Whatever she may have seen or guessed by it--and something she must have divined, or her proud spirit would never have so far bent as to allow her to come hither with her proposal--he would not grant her the triumph of again beholding it or of convincing herself of its true meaning.

He remained perfect master of himself, and left her a prey to torturing doubt. Her woman's instinct had spoken unhesitatingly when Ulric Hartmann's look had glowed upon her yesterday up on the forest heights, and, with the knowledge of what lay behind, horror of it had seized her as well. Yet she had been quite calm then, through all the danger with which she was threatened by an insane passion.

Here, where there was nothing to fear, she shook from head to foot in a fever of emotion, and a thick veil seemed to fall on all around, just as the brown eyes opposite were veiled before her. The inward voice was silent now, and yet at this moment she would have given her life to have acquired a certainty.

"You should not make it so hard for me to stay." Her voice betrayed something of the perplexity within her; it wavered between pride and soft submission. "I had much to fight against and much to conquer before I came here. You know it, Arthur, and should spare me."

The words were almost supplicating, but Arthur had reached such a pitch of irritation, he could no longer understand this. The bitter rage, which had taken possession of him and now shook his whole frame, gave its own interpretation to her words, and he answered sharply.

"I do not doubt that the Baroness Windeg is making an immense sacrifice in resolving to bear a hated name yet three months longer, and to remain at the side of a man she so thoroughly despises, notwithstanding that immediate freedom is offered her. I had to hear once how repugnant both are to you, and can judge therefore of what the victory over yourself must have cost you."

"You are reproaching me with the conversation we had on the night of our arrival," said Eugénie in a low tone. "I ... I had forgotten it!"

His eyes blazed now, but not with the light she had sought and hoped for. He was too distant from her, too full of hostility, for that.

"Really? And you do not ask whether I have forgotten it. I was forced to listen then, but that was the limit of what I could bear. Do you think a man will allow himself to be trampled in the dust with impunity, as I was by you on that evening, and then rise from it without further ado when it pleases you to alter your opinion? I was not quite so miserably weak as you imagined; from that time forth I was not weak at all. That hour was decisive for me, but it was decisive for our future also. Whatever may befall me, I will bear it alone. During the last few weeks I have learnt so much, I shall be able to go through with that too, but"--he drew himself up with a glow of pride--"but the woman who on the day after our wedding repulsed me with such haughty contempt, without condescending to ask whether the husband to whom she had given her hand were really as culpable as she believed him, who received my assurance, my given word, that she was in error as the ready pretext of a liar, who, to my question as to whether it might not be worth while to try and redeem so lost a man, flung at me that contemptuous 'No'--that woman shall not stay by me; I will not have her at my side while I am fighting for all my future in this world. I will stand alone!"

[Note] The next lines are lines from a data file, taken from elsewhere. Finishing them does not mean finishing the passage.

PR #907, opened 2025-03-23
Basic modal for switching extension settings

### LINKED ISSUE #903: [Feature Request] Make extension settings more obvious
## What feature should be added to Suwayomi?
Not a new feature per-se, more an enhancement.

It is currently possible to configure extensions by browsing latest/popular on the source. Then the settings cog appears in the top bar. This is extremely unintuitive, especially when a source requires configuration before it can be meaningfully used. I actually thought Suwayomi doesn't support configuring the extensions before I noticed the toggle.

Tachiyomi/Mihon shows the settings button in the list of installed extensions, where it is much more obvious and intuitive, and is where most users would expect to be able to configure the extension, though of course this requires introduction of a submenu per-language like in Mihon.

cpiber:
Introduce a small modal to open settings for extensions per source, similar to Mihon.
Since Suwayomi does not support disabling languages, if the source is not configurable the entry in the modal is simply empty.

In the extensions tab, a settings icon is now shown (for installed, upgradable and obsolete items):
20250323_15h44m30s_grim

Clicking simply opens a drawer with the supported languages, and an icon to modify. This button leads to the same page as the icon in the browse tab, no special dialog:
20250323_15h45m32s_grim

Many languages, not configurable:
20250323_15h47m00s_grim

Since this switches to a new page for configuration, it stores the selected item in history state; on back, the drawer is simply reopened.

Closes #903


src/modules/extension/components/ExtensionOptions.tsx
```diff
@@ -0,0 +1,139 @@
...
+    const {
+        data,
+        loading: isLoading,
+        error,
+        refetch,
+    } = requestManager.useGetSourceList({ notifyOnNetworkStatusChange: true });
+
+    if (isLoading || !data) {
+        return (
+            <OptionsPanel open={!!extensionId} onClose={closeDialog}>
```
schroda, line 44: can you use a `Dialog` instead of `OptionsPanel`, I don't plan to keep using that

src/modules/extension/components/ExtensionOptions.tsx
```diff
@@ -0,0 +1,139 @@
...
+                                    display: 'flex',
+                                    flexDirection: 'column',
+                                    flexGrow: 1,
+                                    flexShrink: 1,
+                                    wordBreak: 'break-word',
+                                    justifyContent: 'center',
+                                }}
+                            >
+                                <Typography variant="h6" component="h3">
+                                    {source.lang}
```
schroda, line 97:
```suggestion
                                   {translateExtensionLanguage(lang)}
```

src/modules/extension/components/ExtensionOptions.tsx
```diff
@@ -0,0 +1,139 @@
...
+                                >
+                                    {source.isNsfw && (
+                                        <Typography
+                                            variant="caption"
+                                            color="error"
+                                            sx={{
+                                                display: 'inline',
+                                            }}
+                                        >
+                                            {' 18+'}
```
schroda, line 113: I think it's redundant to show the `nsfw` tag here since the extension itself is already marked as such and thus, all sources will be `nsfw` as well

src/modules/extension/components/ExtensionOptions.tsx
```diff
@@ -0,0 +1,139 @@
...
+    const navigate = useNavigate();
+
+    const {
+        data,
+        loading: isLoading,
+        error,
+        refetch,
+    } = requestManager.useGetSourceList({ notifyOnNetworkStatusChange: true });
+
+    if (isLoading || !data) {
```
schroda, line 42:
```suggestion
    if (isLoading) {
```

src/modules/extension/components/ExtensionCard.tsx
```diff
@@ -185,6 +190,21 @@ export function ExtensionCard(props: IProps) {
                         </Typography>
                     )}
                 </Box>
+                {(installedState === InstalledState.UNINSTALL ||
+                    installedState === InstalledState.OBSOLETE ||
+                    installedState === InstalledState.UPDATE) && (
```
schroda, line 195:
```suggestion
                {isInstalled && (
```

src/modules/extension/components/ExtensionOptions.tsx
```diff
@@ -0,0 +1,111 @@
...
+        );
+    }
+
+    if (error) {
+        return (
+            <Dialog open={!!extensionId} onClose={closeDialog}>
+                <EmptyViewAbsoluteCentered
+                    message={t('global.error.label.failed_to_load_data')}
+                    messageExtra={getErrorMessage(error)}
+                    retry={() => refetch().catch(defaultPromiseErrorHandler('Sources::refetch'))}
```
schroda, line 57:
```suggestion
                    retry={() => refetch().catch(defaultPromiseErrorHandler('ExtensionOptions::refetch'))}
```

src/modules/extension/components/ExtensionOptions.tsx
```diff
@@ -0,0 +1,111 @@
...
+                />
+            </Dialog>
+        );
+    }
+
+    const relevantSources = data?.sources.nodes.filter((s) => s.extension.pkgName === extensionId);
+
+    return (
+        <Dialog open={!!extensionId} onClose={closeDialog}>
```
schroda, line 66: the dialogs should have a title (`<DialogTitle>`, you'll probably need to add a new translation to en.json for that) and the content should be wrapped in `<DialogContent>`

probably simpler to just use one dialog and render it like
```
<Dialog ...
  <DialogTitle ...
  <DialogContent>
    {
    (() => {
      if (loading) ...
      if (error) ...
      ...
    })()
    }
   OR
   loading && ...
   !loading && error && ...
   !loading && !error && ...
  </DialogContent>
</Dialog>
```

schroda (approved):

He turned away from her in his wrath. Eugénie stood overwhelmed and speechless. Great as had been the change in her husband of late, she had never before seen him roused to passion, and at this moment his violence almost frightened her. By the storm, now bursting over her head, she could measure all that had lain hidden behind the indifference which had so revolted her, all that had smouldered within him for months together, until at last it drove him out of that apathy which had become a second nature.